Том поблагодарил врача ещё раз и пошёл в свой блиндаж, чтобы обо всём подумать. На следующий день их уже ждал поезд, который должен был увезти их с передовой.
Глава III
– Эрнст, ты остаёшься в расположении роты. Таков приказ командования. Прости, парень, я ничего не могу сделать, – Томас Берн похлопал юношу по плечу. Тот стоял с каменным лицом и смотрел строго перед собой. По нему было видно, что всё услышанное его не сильно тревожит. Командир смерил его взглядом, поинтересовался, всё ли в порядке, а затем, пожелав удачи, ушёл в сторону станции, где собрался весь 37-ой взвод за исключением Эрнста.

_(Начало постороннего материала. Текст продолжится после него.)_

PR #10, opened 2020-01-27
Fix up some URLs

tsibley:
Two changes:

1. Switch back to data.nextstrain.org now that it supports HTTPS.
    Not an urgent change, but loading will be faster (and cheaper) from CloudFront than S3.

2. Fix mistaken references to localhost:4000


trvrb:
Thanks Tom!

rneher:
excellent! thanks!

PR #19, opened 2020-01-29
some typo fixes and rephrasing

tolot27:
Will address parts of #20.


tolot27:
>L92: Would keep "Sterblichkeitsrate"

Fixed L44 for consistancy, too.

> L96: Difference between Swiss and German writing, i.e. not really an error. Since everything else in the narrative is using the CH writing, I would keep that consistent.

How about quotation marks and the remaining Eszett (ß)? I'm not very familar with CH writing and was not aware of all the differences. I've reverted most of them.

Maybe the file and branch should be named de_CH?

rneher:
Thank you @tolot27 and @nicfel for catching all the mistakes. My first run yesterday was very rough. I don't think we need to be too nit-picky about ß vs ss. I am certainly more used to standard German, but us the ss mostly out of convenience in typing.

PR #34, opened 2020-01-31
fix(en-us): typo: "genomic analyis"

ivan-aksamentov:
Please doublecheck. I am not a native English speaker.


emmahodcroft:
Good catch! Thank you. Will change here and copy over to the where the narratives are served from :)

PR #35, opened 2020-01-31
fix(en-us): Remove mysterious tags in "Executive summary"

ivan-aksamentov:
Curiously, tags are attached to "Answer to the Ultimate Question of Life, the Universe, and Everything". Coincidence? I don't think so. 👽 🚀


rneher:
hehe. Emma added them to facilitate search-replace. We are planning to make them more specific in the future.

ivan-aksamentov:
I see. Should translations also preserve them?

P.S. I guess this issue can be closed then.

rneher:
yes, I'd preserve them. the number of sequences changes rapidly, so ideally one would template this in some way...

PR #37, opened 2020-02-01
Remove extra period in zh narrative

IanBoyanZhang:
Cosmetic change to [nextstrain.org](nextstrain.org) only. 
Screen Shot 2020-02-01 at 12 28 33 PM


emmahodcroft:
Thank you! I will update this here and copy across to where the files are served from and the main webpage :) It'll take a few minutes for the changes to the visible on the live server.

PR #48, opened 2020-02-12
Phylogeo

trvrb:
Include phylogeographic reconstruction of `division`. This requires running augur with https://github.com/nextstrain/augur/pull/431 + https://github.com/nextstrain/augur/pull/443.

We likely need to monitor this to make sure it's behaving as intended, but I think is a big step up.


trvrb:
The blocking PRs to Augur have been merged and Augur v6.3.0 released. Merging this now.

PR #55, opened 2020-02-21
Export AA mutation frequencies

trvrb:
Export for every gene from 2020.0 to present in 1 month intervals. Not attempting to do region weighting. Parameters taken directly from seasonal-flu parameters.


rneher:
Do we still want this?

trvrb:
This never got implemented, which is fine. Closing now.

PR #56, opened 2020-02-24
Replace environment.yml with requirements.txt

kairstenfay:
Other users had some problems installing the conda environment from the
`environment.yml` I had exported and added to this repo. Change instead
to the simpler, `requirements.txt` for dependency tracking via
`pip freeze`. Upate the README accordingly.


kairstenfay:
Sorry, this is wrong. For some reason my `pip` path maps to a Pipenv instead of the appropriate conda environment. I'll push a fix.

kairstenfay:
Ok, now the `requirements.txt` file is correct.

jameshadfield:
Thanks @kairstenfay -- the requirements.txt has 50 (!) dependencies -- I would have only expected `aws` and `augur` (and maybe `nextstrain-cli`)

tsibley:
Wrote this in Slack, but for posterity here:

> I would expect nextstrain/ncov to not have a requirements.txt or environment.yml, similar to our other pathogen builds.
> 
> We do document how to get a Nextstrain environment (either via conda or via nextstrain build) in the "Building" section: https://github.com/nextstrain/ncov#building

kairstenfay:
Closing in favor of #58

PR #61, opened 2020-02-26
Fixed typo Singapore/8/2020 had extra 's' on the end

nodrogluap:


trvrb:
Thanks for the catch!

Он был среднего роста, не худ и не толст. У него были чёрные волосы, которые всегда коротко подстрижены. Высокий лоб, густые чёрные брови. Его глаза были зелёного цвета, но иногда они становились карими. Прямой нос, слегка выпирающие острые скулы, худые щёки и тонкие губы, острый подбородок. Его взгляд всегда был устремлён куда-то далеко-далеко, за самый горизонт, а иногда в нём проскальзывал холодный стальной блеск, как у орла, когда он готов броситься на жертву. Эрнст не любил говорить о себе, не любил спрашивать других. Он вообще очень редко говорил. В классе его знали, как очень закрытого и нелюдимого человека. Однако хотя он и не стремился дружить с ребятами, он, находясь будто в стороне, всегда помогал классу, чего другие не могли не видеть. Они были благодарны ему за то, что он просто есть и делает то, что делает, большего от него никто требовать и не старался.